IOI Corp expects CPO prices to remain firm
29/11/2022 (The Star Online), Petaling Jaya - IOI Corp Bhd is expecting firm crude palm oil (CPO) prices for its next two financial quarters ending March 31, 2023.
In a filing with Bursa Malaysia, the group noted CPO price had declined to a low of RM3,300 per tonne level in September, before rebounding to the RM4,000 level since end-October.
“The price recovery is due primarily to uncertainty about extension of the Black Sea’s grain export arrangement as well as the high rainfall in Malaysia and Indonesia which is expected to hamper the harvesting of oil palm fruits.
“These factors, coupled with the seasonal low in oil palm production during the first quarter of 2023 (1Q23), are expected to sustain CPO price at a level above RM3,700 per tonne until 1Q23,” said the leading global integrated and sustainable palm oil player.

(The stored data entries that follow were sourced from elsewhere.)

PR #855, opened 2024-03-21
Add depgraph showing relationships among the crates

rictic:
Split out from https://github.com/googlefonts/fontc/pull/746#pullrequestreview-1950256804

### DIFF
--- a/README.md
+++ b/README.md
@@ -6,7 +6,6 @@ robust and performant open tools for a variety of font engineering and
 production tasks. For an overview of the motivations, see
 [googlefonts/oxidize][oxidize].
 
-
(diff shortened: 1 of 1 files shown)


cmyr:
Cool, I think this is useful!

some notes:

- I think we can omit `font-codegen`; it really doesn't make sense as part of the dependency graph, and users don't really need to know it exists.
- I'd also omit `otexplorer`, which is in constant limbo and very likely to be deleted at some point (it was a tool I used to test codegen during development and which I still find helpful but is frail and a minor maintenance burden)

rictic:
Updated, PTAL!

IOI Corp expects its plantation segment’s oil palm fruits production in the 4Q22 to drop slightly against the seasonal downward trend, as its young palm trees enter into a delayed peak production cycle and as more migrant workers are employed in its plantations.
“With CPO prices holding firm, the financial performance of our plantation segment is expected to be satisfactory in the fourth quarter of 2022,” said the group.
Its refinery and commodity marketing sub-segment expects demand for palm oil is to moderate during the winter months in the Northern Hemisphere while margins are volatile due to changes in Indonesia’s palm oil export levy structure.
Operating conditions in its oleochemical sub-segment are expected to be challenging with high energy costs and the global economic slowdown.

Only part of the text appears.